How Do You Define Retirement?

If you are contemplating retirement, you should ask two legends of Hollywood how they manage it. And that’s what Steve Lopez did when he interviewed Norman Lear and Mel Brooks, both in their nineties. Lear, who recently turned 100, is still active and advised Lopez, a columnist for the Los Angeles Times, to keep doing what he was doing because his work mattered. 

Mel Brooks said something similar, advising Steve to find ways to explore new ideas by working less in his regular job as a columnist. As Lopez told me in an interview, “Mel Brooks is the guy who became sort of my life coach because I followed his advice. What he said was, ‘Look, what I’m hearing you say is [that] you love what you do.You feel lucky to be able to go out into the world.’”

The interview recounted a new book, Independence Day: What I Learned about Retirement from Some Who’ve Done It and Some Who Never Will. The lesson is preparation, not merely financially but mentally. Lopez advises folks, even Millennials, to think about how they want to spend the last quarter of their life. 

Planning ahead

Planning, according to Lopez, involves at least two concepts. First, find structure. If you suddenly find yourself not going to work, how will you spend your time? Lopez found many folks deepened their existing interests. For example, one woman who loved art became a museum docent. Others pursue their leisure activities more vigorously. “People who did things during their working life that they enjoyed found ways to continue that enjoyment with a deeper commitment that they found very fulfilling,” says Lopez.

Second, deal with ambiguity. The certainty of occupation is gone, and so there is a void you need to feel. Lopez says, “You embrace ambiguity in, in retirement, because it’s never gonna be exactly clear what you need to do next.” And in retirement, just as in life, you will have surprises, you will have disappointments, you will have a loss, and you will have days when you’ve got a big smile on your face.” So be prepared for the unexpected; it might be something challenging, such as a health crisis, or something rewarding, like the birth of a new grandchild, meeting a new group of people, or even the opportunity to work again.

Spousal connection is critical.
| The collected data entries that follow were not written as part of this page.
PR #767, opened 2018-07-05
Use StableCompositeDisposable.Create for two disposables.

danielcweber:


Rx.NET/Source/src/System.Reactive/Platforms/UWP/Concurrency/CoreDispatcherScheduler.cs
```diff
@@ -123,7 +123,7 @@ public override IDisposable Schedule<TState>(TState state, Func<IScheduler, TSta
                 }
             });
 
-            return new CompositeDisposable(
+            return StableCompositeDisposable.Create(
```
akarnokd: `CreateTrusted`?

akarnokd: Right, two arguments only, my mistake.

PR #771, opened 2018-07-06
Sink.Dispose should only call Dispose(true) once.

### LINKED ISSUE #768: Multiple subscriptions if using .Publish().RefCount() in 4.0.0
Hello guys I have a very strange behavior with using `.Publish().RefCount()` from `System.Reactive v4.0.0`. Please have a look at the following example program:
```
static class Program
{
    static void Main(string[] args)
    {
        var o1 = Observable.Create<string>(observer =>
        {
            Console.WriteLine("Observable.Create<string>()");

            observer.OnNext("A+");
            observer.OnNext("C+");
            observer.OnNext("B+");
            observer.OnNext("B-");
            observer.OnNext("A-");
            observer.OnCompleted();

            return Disposable.Empty;
        });

        var o2 = o1.Publish().RefCount(); // Variant A): Bad
        //var o2 = o1.Publish(); // Variant B): OK

        var s1 = o2.Subscribe(text => Console.WriteLine($"First:  {text}"));
        //var c1 = o2.Connect(); // Variant B): OK
        var s2 = o2.Subscribe(text => Console.WriteLine($"Second: {text}"));

        

        Console.WriteLine("Press any key to exit.");
        Console.ReadKey();

        s1.Dispose();
        s2.Dispose();
        //c1.Dispose(); // Variant B): OK
    }
}
```

Output Variant A):
```
Observable.Create<string>()
First:  A+
First:  C+
First:  B+
First:  B-
First:  A-
Observable.Create<string>()
Press any key to exit.
```

Output Variant B):
```
Observable.Create<string>()
First:  A+
First:  C+
First:  B+
First:  B-
First:  A-
Press any key to exit.
```
Based on the documentation I would expect that `Observable.Create<string>()` is only printed once on the console. Because `s1` subscribed to `o2`; so `s2` should additionally not also subscribe to the underlying observable.
Do I miss something?

However if I change the usage of `.Publish().RefCount()` into `.Publish()` and then `.Connect()`, `Observable.Create<string>()` will be only printed once like expected. Is this a bug in `.RefCount()`?

danielcweber:
This is part of a a two part fix for #768. Dispose.Create has been inlined in 6ecc899a4ba35db5834f55dcfde019e19b431940, which, for RefCount, will lead to garbage if Sink.Dispose is called multiple times. This PR makes Sink.Dispose a nop from the second call on.

Note: This is not enough to fix #768, although the expectation of the OP about the behaviour is incorrect, there is another bug that will be fixed in a following PR.

### DIFF
--- a/Rx.NET/Source/src/System.Reactive/Internal/Sink.cs
+++ b/Rx.NET/Source/src/System.Reactive/Internal/Sink.cs
@@ -3,6 +3,7 @@
 // See the LICENSE file in the project root for more information. 
 
 using System.Reactive.Disposables;
+using System.Threading;
 
 namespace System.Reactive
 {
@@ -25,12 +26,16 @@ namespace System.Reactive
 
         public void Dispose()
         {
-            Dispose(true);
+            if (_observer != NopObserver<TTarget>.Instance && Interlocked.Exchange(ref _observer, NopObserver<TTarget>.Instance) != NopObserver<TTarget>.Instance)
+                Dispose(true);
         }
 
         protected virtual void Dispose(bool disposing)
         {
-            _observer = NopObserver<TTarget>.Instance;
+            //Calling base.Dispose(true) is not a proper disposal, so we can omit the assignment here.
+            //Sink is internal so this can pretty much be enforced.
+            //_observer = NopObserver<TTarget>.Instance;
+
             Disposable.TryDispose(ref _upstream);
         }
 
--- a/Rx.NET/Source/src/System.Reactive/Internal/Sink.cs
+++ b/Rx.NET/Source/src/System.Reactive/Internal/Sink.cs
@@ -26,7 +26,7 @@ namespace System.Reactive
 
         public void Dispose()
         {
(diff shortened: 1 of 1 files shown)


Rx.NET/Source/src/System.Reactive/Internal/Sink.cs
```diff
@@ -25,12 +26,16 @@ protected Sink(IObserver<TTarget> observer)
 
         public void Dispose()
         {
-            Dispose(true);
+            if (_observer != NopObserver<TTarget>.Instance && Interlocked.Exchange(ref _observer, NopObserver<TTarget>.Instance) != NopObserver<TTarget>.Instance)
```
danielcweber: @akarnokd Check first and then exchange is the more efficient way to go I guess?

akarnokd: It has slightly more overhead when the method is called only once (mainly due to targeting the same address and causing a data dependency). Its benefits show when 3+ calls are typical. In our case, we'd expect typically 1 call, sometimes two so the `Interlocked.Exchange` should suffice and should be practically equivalent to the original volatile field store (they both are usually implemented as `LOCK XCHG` or `MOV + LOCK XADD stack[0], 0`).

People who have lived together but worked apart are now in the same house at the same time. The pandemic gave many a glimpse of the future, including Steve and his wife, Alison Shore, a writer herself. He credits her with the best line in his book, “If [the pandemic] is a preview, I do not want to see the movie.” 

Ask yourself what matters.

Putting what Lopez has written in context with many folks in my age group, let me offer a few key questions to consider:

What gets you up in the morning? Yes, this question is often related to work activities, but it may be all the more important in retirement. You may need to reinvent your purpose. Find the passion you have for what is important to you. Family and friends, yes. But what about hobbies?
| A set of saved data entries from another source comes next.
PR #772, opened 2018-07-06
Revert changes to RefCount.

### LINKED ISSUE #768: Multiple subscriptions if using .Publish().RefCount() in 4.0.0

danielcweber:
Revert changes to RefCount from 6ecc899a4ba35db5834f55dcfde019e19b431940.
We might take another attempt to optimize it.

Fixes #768.

### DIFF
--- a/Rx.NET/Source/src/System.Reactive/Linq/Observable/RefCount.cs
+++ b/Rx.NET/Source/src/System.Reactive/Linq/Observable/RefCount.cs
@@ -14,6 +14,7 @@ namespace System.Reactive.Linq.ObservableImpl
         internal sealed class Eager : Producer<TSource, Eager._>
         {
             private readonly IConnectableObservable<TSource> _source;
+
             private readonly object _gate;
             private int _count;
             private IDisposable _connectableSubscription;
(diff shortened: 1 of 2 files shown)


akarnokd:
Maybe it should include an unit test based on #768 so future optimizations don't run into the same problem.

PR #773, opened 2018-07-06
Attempt to restore the original (buggy) RefCount optimization with additional logic.

danielcweber:


Rx.NET/Source/src/System.Reactive/Linq/Observable/RefCount.cs
```diff
@@ -23,45 +22,54 @@ public Eager(IConnectableObservable<TSource> source)
...
                     : base(observer)
                 {
+                    _parent = parent;
                 }
 
-                public void Run(Eager parent)
+                public void Run()
                 {
-                    var subscription = parent._source.SubscribeSafe(this);
+                    Run(_parent._source);
```
danielcweber: We would have very obvious correctness if Run... would go into the lock.

In this solution, _count might become negative again but I think it's still correct, if 2 subscribers would interleave, one of them would still succeed in connecting.

akarnokd:
I'm currently running a multi-hour benchmark but after that, I can have a look at the problem.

How will you adapt to new challenges? Health is not a given. How will you adjust to physical limitations?

How do you want to be remembered? There is still time to pursue something new and different. It could be employment, but for many, it somehow gives back somehow.

Lopez noted that what is important is finding out how you matter to others. Sometimes that sense of relevance can be as big as serving on board of a nonprofit or as simple as walking your dog who depends upon you. Meaning is how we define it. Big or small.
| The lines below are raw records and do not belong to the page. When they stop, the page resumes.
PR #774, opened 2018-07-06
4.x: Improve RefCount() internals

akarnokd:
This PR adds a dedicated connection state object to avoid reconnection and disconnection interference as well as some comments about what each part of the algorithm does.

(Note: it does not add the unit test from #773 as it is unclear to me that unit test is supposed to ensure, an old or new behavior?).

### DIFF
--- a/Rx.NET/Source/src/System.Reactive/Linq/Observable/RefCount.cs
+++ b/Rx.NET/Source/src/System.Reactive/Linq/Observable/RefCount.cs
@@ -89,25 +89,29 @@ namespace System.Reactive.Linq.ObservableImpl
                 protected override void Dispose(bool disposing)
                 {
                     base.Dispose(disposing);
-                    // get and forget the saved connection
-                    var targetConnection = _targetConnection;
-                    _targetConnection = null;
+                    if (disposing)
+                    {
+                        // get and forget the saved connection
+                        var targetConnection = _targetConnection;
+                        _targetConnection = null;
 
-                    lock (_parent._gate) {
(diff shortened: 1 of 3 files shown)


danielcweber:
The purpose of that unit test was to ensure that, should Run(...) dispose the Sink synchronously, it will be discovered and the call to Connect will be avoided.

akarnokd:
Only in the synchronous case? What about an async completing source? Should we detect any termination and prevent further connections?

danielcweber:
I guess 99% of the time `RefCount` will deal with some `Subject`, and once that is completed, the notification will come in synchronously. I don't think there is enough reason to cover more complex scenarios.

Rx.NET/Source/src/System.Reactive/Linq/Observable/RefCount.cs
```diff
@@ -16,54 +16,114 @@ internal sealed class Eager : Producer<TSource, Eager._>
...
+                    Run(_parent._source);
+                    // then connect the source if necessary
+                    if (doConnect)
                     {
-                        subscription.Dispose();
+                        // this makes sure if the connection ends synchronously
+                        // only the currently known connection is affected
+                        // and a connection from a concurrent reconnection won't
+                        // interfere
+                        Disposable.SetSingle(ref conn._disposable, _parent._source.Connect());
```
danielcweber: Checked it with the unit test from #773 and it's red. It should be enough to guard this by `if (!Disposable.GetIsDisposed(ref conn._disposable))` to avoid connecting and immediately unconnecting.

Not all retirements are joyful. Lopez relates the story of a man who retired very early, then, during a fiscal crisis, lost most of his savings and had to start applying for jobs in his sixties. Lopez caught up with him in his mid-seventies. He was working in a big box store near Disneyland, a happy place for many, but not for this fellow who was down on his luck at the end of his life.

Of course, many like Norman Lear and Mel Brooks mentioned above will always remain. Their work is their life; it is their source of joy. Lopez related the story of Father Greg Boyle, who founded Homeboy Industries, the largest gang intervention program in the world. Boyle and Lopez are about the same age, and when asked about retirement, Father Greg quipped that “Jesuit priests retire in the graveyard.” Working with disenfranchised young men and women gives Father Greg a connection to God and the community he seeks and needs. It’s not work; it is love in action.